Cooper would need movie magic to make something from such an outlandish premise. He found it in Willis O’Brien.
Inspired by Dragon Lizards of Komodo, his friend W. Douglas Burden’s true account of reptiles on a Pacific island, Cooper wanted to make a movie about a battle between giant lizards and a gorilla, a “giant terror gorilla,” as he put it, “with the strength of a hundred men.” He later revised his story line to have his beast run loose in New York, and one winter afternoon in Manhattan he came up with the capper: The gorilla would climb a skyscraper and be killed by airplanes.

The ending remained consistent even as different writers tackled the script.

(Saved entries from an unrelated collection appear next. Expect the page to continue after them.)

PR #49352, opened 2026-06-28
[receiver/postgresql] Explicitly ignoring tables with AccessExclusiveLock to prevent receiver from stalling

### LINKED ISSUE #49351: [receiver/postgresql] AccessExclusiveLock on a user table blocks the receiver forever
### Component(s)

receiver/postgresql

## Description
I noticed this behaviour which happens when some `AccessExclusiveLock` is present on a table, say by `LOCK TABLE table1 IN ACCESS EXCLUSIVE MODE` and the collector (receiver) is started. The presence of this exclusive lock stalls the scrape cycle for that database and no metric get collected.

### Root cause
`scrape() > collectTables() > getDatabaseTableMetrics()` uses this SQL to get database table's metrics. 
```sql
SELECT
	schemaname AS schema,
	relname AS table,
	n_live_tup AS live,
	n_dead_tup AS dead,
	n_tup_ins AS ins,
	n_tup_upd AS upd,
	n_tup_del AS del,
	n_tup_hot_upd AS hot_upd,
	seq_scan AS seq_scans,
	pg_relation_size(relid) AS table_size,
	vacuum_count
FROM
	pg_stat_user_tables;
```

Here, `pg_relation_size` acquires an `AccessShareLock` on each relation. `AccessShareLock` conflicts with the existing `AccessExclusiveLock` and so the query blocks waiting for the lock to be released.

### Impact
The receiver stalls and doesn't report any metric while this query is blocked. Lot of operations like prepared txns, truncate, drop table, etc can take `AccessExclusiveLock`. Even some orphan process which might be holding `AccessExclusiveLock` could block the receiver forever. 

## Steps to Reproduce
1. Setup a PostgreSQL instance in docker 
2. Connect to the `postgres` database
3. Create a dummy table using `CREATE TABLE table1 ();`
4. Acquire an exclusive lock on the table with `BEGIN; LOCK TABLE table1 IN ACCESS EXCLUSIVE MODE;`
5. Spin up an OTEL collector using the collector configuration provided.
Note how the collector never emits any database related metrics.

## Expected Result
The PostgreSQL receiver should not stall and should proceed even if an `AccessExclusiveLock` exists in any of the database tables. Maybe we could ignore the tables for which an `AccessExclusiveLock` exists? 

## Actual Result
The receiver stalls and no metric gets emitted. 

### Collector version

v0.155.0

## Environment
OS: (e.g., "Ubuntu 20.04")

```yaml
receivers:
  postgresql:
    endpoint: postgres:5432
    username: otelu
    password: ${env:POSTGRESQL_PASSWORD}
    databases:
      - postgres
      - db_staging
      - db_prod
    collection_interval: 10s
    tls:
      insecure: true

exporters:
  prometheus:
    endpoint: 0.0.0.0:9464
  debug:
    verbosity: detailed

service:
  telemetry:
    logs:
      level: info
  pipelines:
    metrics:
      receivers: [postgresql]
      exporters: [prometheus, debug]
    logs:
      receivers: [postgresql]
      exporters: [debug]
```

### Log output

```shell

```

### Additional context

_No response_

### Tip

_No response_

kartikgola:
#### Description
Fixes a bug in which the receiver completely stalls and doesn't emit any metric if the `database` has a table which has an active `AccessExclusiveLock` lock being held by some process / connection.

The culprit is the query in `getDatabaseTableMetrics()` function as also mentioned in the issue.
The "fix" now explicitly ignores the tables which an active `AccessExclusiveLock`. Since the scraper runs in cycles, this should be okay because the table will get scraped once the lock doesn't exists anymore. Moreoever, this also protects the receiver in case an orphan process has an exclusive lock and there is not lock or statement based timeout set in the PostgreSQL instance.

Query before -
```sql
SELECT schemaname as schema, relname AS table,
	n_live_tup AS live,
	n_dead_tup AS dead,
	n_tup_ins AS ins,
	n_tup_upd AS upd,
	n_tup_del AS del,
	n_tup_hot_upd AS hot_upd,
	seq_scan AS seq_scans,
	pg_relation_size(relid) AS table_size,
	vacuum_count
FROM pg_stat_user_tables;
```

Query after -
```sql
SELECT
    s.schemaname AS schema,
    s.relname AS table,
    s.n_live_tup AS live,
    s.n_dead_tup AS dead,
    s.n_tup_ins AS ins,
    s.n_tup_upd AS upd,
    s.n_tup_del AS del,
    s.n_tup_hot_upd AS hot_upd,
    s.seq_scan AS seq_scans,
    pg_relation_size(s.relid) AS table_size,
    s.vacuum_count
FROM pg_stat_user_tables s
LEFT JOIN (
    SELECT DISTINCT relation
    FROM pg_locks
    WHERE locktype = 'relation'
      AND mode = 'AccessExclusiveLock'
      AND granted = true
) l ON s.relid = l.relation
WHERE l.relation IS NULL;
```

I applied similar fix in `getIndexStats()`'s query since it can also get blocked if a `REINDEX` is happening on the index. However, this has smaller impact compared to the change done in `getDatabaseTableMetrics()` since I don't think REINDEX is that frequent.

#### Link to tracking issue
Fixes https://github.com/open-telemetry/opentelemetry-collector-contrib/issues/49351

#### Testing
- Integration tests added to simulate LOCK TABLE for tables, REINDEX INDEX for indexes
- Also tested with a local setup (see https://github.com/kartikgola/opentelemetry-playground/tree/main/otel-contrib-local)

#### Documentation
No doc updated needed. I have added changelog entry.

#### Authorship


kartikgola:
Friendly nudge! cc @TylerHelmuth @antonblock @Caleb-Hurshman @ishleenk17

ebrdarSplunk:
Hi @kartikgola  - firstly thank you for identifying this issue. I have spent time to review your implementation and additionally, AI assisted, I have looked at the depth of the issue and potential gaps. 

In essence, your approach is sound and will solve 99.9% of the cases. 

**Non-blocking feedback** - the approach is sound and I'm not blocking this, but wanted to flag a potential edge case for your consideration.
### TOCTOU Race Condition
There's a small time-of-check-to-time-of-use gap in the new query. The `pg_locks` subquery is evaluated first (the "check"), and then `pg_relation_size()` is called per row (the "use"):
```sql
FROM pg_stat_user_tables s
LEFT JOIN (
    SELECT DISTINCT relation
    FROM pg_locks                          -- T0: "check" - reads lock state
    WHERE locktype = 'relation'
      AND mode = 'AccessExclusiveLock'
      AND granted = true
) l ON s.relid = l.relation
WHERE l.relation IS NULL; 
```

Between T0 (when pg_locks is read) and T1 (when pg_relation_size(relid) executes for a given row), a new AccessExclusiveLock can be acquired:
```
T0  │ pg_locks says "orders" has no AccessExclusiveLock → include it
    │
    │   Meanwhile: another session runs LOCK TABLE orders IN ACCESS EXCLUSIVE MODE;
    │
T1  │ pg_relation_size('orders') tries AccessShareLock → BLOCKED indefinitely
```
The window is very small (sub-millisecond within a single query execution), so this is unlikely in practice, but the consequence is the same infinite hang as the original bug.

Suggestion: Consider setting SET LOCAL lock_timeout = '5s' (or similar) on the scraper session as a defense-in-depth safety net. If the race hits, PostgreSQL raises a timeout error instead of blocking forever. The existing error handling in collectTables already treats this gracefully:

```
tableMetrics, err := dbClient.getDatabaseTableMetrics(ctx, db)
if err != nil {
    errs.addPartial(err)  // scraper continues, metrics recovered next cycle
}
```
This makes the fix 100% robust: the pg_locks JOIN handles the common case (no data loss for unlocked tables), and lock_timeout catches the rare race (loses table metrics for one cycle, logs a partial error, recovers next scrape).

PLEASE NOTE: this is for information purposes and I have approved the MR, the net result of TOCTOU potential is minuscule and would behave the same as the current behaviour so not a regression. Maybe a consideration for the future. Approved

ebrdarSplunk (approved):

kartikgola:
Thanks @ebrdarSplunk for reviewing this and finding out the TOCTOU issue! 🫡 

I was looking into this but the fix would add some complexity that isn't currently present in other functions in client.go and given the small window where this can occur, it might not be worth it.
1. `SET LOCAL` would force us to use a transaction block for running the above query which adds some complexity to the otherwise straightforward SQLs in client.go without any txns.
2. To deal with (1), a simpler option would to be use `context.WithTimeout(ctx, 5*time.Second)` and then pass it to the existing `c.client.QueryContext` which takes care of cancelling the query without the hassle of a transaction.
3. It would be very difficult to test this in an integration test due to the extremely narrow time window when it can occur.

Another thing that came up in my investigation was that `SET LOCAL lock_timeout` is per lock-wait event and not per statement; it only bounds each individual lock wait, not the total query time and so if several tables get raced in the same cycle (by `pg_relation_size`), latency could compound across each one instead of being capped once for the whole SQL query.

So, given all this, I think we can take this up in a follow-up PR and merge this PR as-is. Happy to discuss further and know your thoughts!

ebrdarSplunk:
@kartikgola  - Agreed. For a small edge-case, its overkill. lets GTM

Caleb-Hurshman (approved):

braydonk (approved):
I am treating the approval from codeowners as a stamp for the SQL being okay; it's a bit beyond my knowledge to say.

From a generic Collector code review perspective it LGTM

The British thriller author Edgar Wallace died of pneumonia shortly after starting work. James Creelman then modified the scenario, and Ruth Rose, Ernest Schoedsack’s wife, completed it. The final version told the story of a filmmaker, showman, and adventurer named Carl Denham (played by Robert Armstrong), who sets sail to find a legendary uncharted Pacific island. He takes along the unemployed actress Ann Darrow (Fay Wray), expecting her to provide the love interest in a film. At the island, which has a huge wall dividing it in two, tribesmen kidnap Ann and offer her to their god, a mysterious being that dwells behind the wall. The god turns out to be Kong. He carries off Ann into the jungle, and Denham and his men set out in pursuit. Kong and the island’s dinosaurs contrive some nasty deaths for the sailors, except for the taciturn first mate, Jack Driscoll (Bruce Cabot), who rescues Ann while Kong fights a pterodactyl. The ape pursues them until Denham knocks him unconscious with gas bombs and concocts a scheme to bring him back to New York as a theatrical attraction. On opening night in New York, Kong escapes, grabs Ann, and climbs the Empire State Building, where warplanes swoop in for the kill. “Well, the airplanes got him,” a cop says to Denham. “No,” Denham replies in the movie’s final line, “it wasn’t the airplanes. It was beauty killed the beast!”

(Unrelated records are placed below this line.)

PR #49353, opened 2026-06-28
[receiver/pprof] set instrumentation scope name

### LINKED ISSUE #49209: [receiver/pprof] Consider adding Instrumentation Scope to generated Profiles
### Component(s)

receiver/pprof

The generated pprof Profiles do not contain the OTel field Scope Name set to the receiver's library name. See documentation: https://opentelemetry.io/docs/concepts/instrumentation-scope/

This field can be really helpful for routing or storage decisions further down the pipeline. Code owners, what do you think about adding this?

### Tip

_No response_

avy252004:
#### Description
The `receiver/pprof` component builds ScopeProfiles, but it's apparently leaving the `scope name` empty. So when profiles flow out of this receiver, there's no producer identity information and makes it harder to determine the source of translated profile data.

fix was simple adding the `sp.Scope().SetName(scopeName)` to the `/pkg/translator/pprof/pprof_to_profiles.go`. Same as done in other translator packages like `translator/azure`.

#### Link to tracking issue
Fixes
Fixes #49209

#### Testing
Added assertions verifying that converted profiles now include the expected instrumentation scope name (`github.com/open-telemetry/opentelemetry-collector-contrib/pkg/translator/pprof`). Existing profile conversion tests were updated to validate the scope metadata in addition to profile content.

#### Documentation
No documentation changes required

#### Authorship


pkg/translator/pprof/pprof_to_profiles.go
```diff
@@ -27,6 +27,8 @@ var (
 	errIdxFormatInvalid = errors.New("invalid format of attribute indices")
 )
 
+const scopeName = "github.com/open-telemetry/opentelemetry-collector-contrib/pkg/translator/pprof"
```
florianl: Not sure this is the expected and right name at this point.

As an example, the scope name for azurelogs:
https://github.com/open-telemetry/opentelemetry-collector-contrib/blob/273582edd4ddbb8ae7eed385d045694b7c49e479/pkg/translator/azurelogs/resourcelogs_to_logs.go#L26-L27

pkg/translator/pprof/pprof_to_profiles.go
```diff
@@ -127,6 +129,7 @@ func ConvertPprofToProfiles(src *profile.Profile) (*pprofile.Profiles, error) {
 
 	sp := rp.ScopeProfiles().AppendEmpty()
 	sp.SetSchemaUrl(semconv.SchemaURL)
+	sp.Scope().SetName(scopeName)
```
florianl: If SetName() is added here, then SetVersion should also be added.

avy252004: This function doesn't have access to `BuildInfo` as it is a pure translator function. To add the version info i need to pass it as parameter and link it to the ` receiver/pprofreceiver` which call this translator they will pass the version to it.
Does that approach sound right, or any suggestion you have?

pkg/translator/pprof/pprof_to_profiles.go
avy252004: i get it, i just took the reference from  :

[pkg/translator/azure/resourcelogs_to_logs.go](https://github.com/open-telemetry/opentelemetry-collector-contrib/blame/273582edd4ddbb8ae7eed385d045694b7c49e479/pkg/translator/azure/resourcelogs_to_logs.go#L23) Lines 23 

 `scopeName = "github.com/open-telemetry/opentelemetry-collector-contrib/pkg/translator/azure"`
 
If you want me to rename it to `otelcol/pprof` or whatever the correct scope name convention is, I'm happy to make the change — just let me know which one you'd prefer.

pkg/translator/pprof/pprof_to_profiles.go
atoulme: the scope might also be different based on whether we read the pprof data from a remote endpoint, report it from self, or read it from a file.

atoulme:
The scope name should be https://github.com/open-telemetry/opentelemetry-collector-contrib/blob/main/receiver/pprofreceiver/internal/metadata/generated_status.go#L13

pkg/translator/pprof/pprof_to_profiles.go
atoulme: >This function doesn't have access to BuildInfo as it is a pure translator function. To add the version info i need to pass it as parameter and link it to the  receiver/pprofreceiver which call this translator they will pass the version to it.

That sounds good to me.

avy252004: thank you @atoulme , i will make the changes accordingly. But one thing wants to ask can use variadic parameter i.e.`func ConvertPprofToProfiles(src *profile.Profile, info ...ScopeInfo)`  in pprof_to_profile.go as using pointer to pass scopeinfo will affect many linked packages calling this API.

Also for `self/file/remote` scraping, would you prefer appending a source-specific suffix (for example `/self,` `/file`, `/remote`) to distinguish the instrumentation scopes, or keep a single receiver scope name for all of them as in `internal/metadata/generated_status.go`(one you shared)?

pkg/translator/pprof/pprof_to_profiles.go
```diff
@@ -99,11 +101,22 @@ type lookupTables struct {
...
+// reported for converted profiles. If omitted, the default scopeName is
+// used and scope version remains unset.
+type ScopeInfo struct {
+	Name    string
+	Version string
+}
+
 // ConvertPprofToProfiles converts a pprof profile to OTLP profiles format.
-func ConvertPprofToProfiles(src *profile.Profile) (*pprofile.Profiles, error) {
+func ConvertPprofToProfiles(src *profile.Profile, info ...ScopeInfo) (*pprofile.Profiles, error) {
```
florianl: My personal preference is to not change this API for `ConvertPprofToProfiles()` but make the caller of `ConvertPprofToProfiles()` responsible to set Scope information accordingly on the result.
Also, as there is no guidance on `*profile.Profile` to n times ``ScopeInfo`, there should only be a single `ScopeInfo`.

avy252004: got it, this is much better way.

florianl (approved):

avy252004:
@atoulme @MovieStoreGuy 
PTAL

MovieStoreGuy (approved):

atoulme (approved):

Cooper would need movie magic to make something from such an outlandish premise, and he found his magician at RKO. Willis O’Brien, born in 1886 in Oakland, California, had entered the movies by a roundabout route, having worked as a cowboy, prizefighter, cartoonist, and sculptor. In 1914 he had tried moving clay mannequins in tiny increments and filming them one frame at a time. When he projected his film at normal speed, the objects appeared to move. He called the process “animation in depth,” but he hadn’t invented it; it had been used as early as 1895 by, among others, the French film pioneer Georges Méliès. O’Brien did become the leading practitioner of stop-motion animation, as it was usually called. His dinosaurs for the 1925 adaptation of Sir Arthur Conan Doyle’s The Lost World were so realistic that Sir Arthur borrowed a test reel to amaze professional conjurers, Harry Houdini among them, at a magicians’ convention.

In 1930 RKO hired O’Brien to make Creation, a movie about prehistoric beasts and another lost world. That project had already cost $132,000 by the time Cooper arrived. He saw little potential in Creation, but he discerned that its creator could help him with his gorilla movie. The studio’s board cautiously agreed to allocate $10,000 for a test reel.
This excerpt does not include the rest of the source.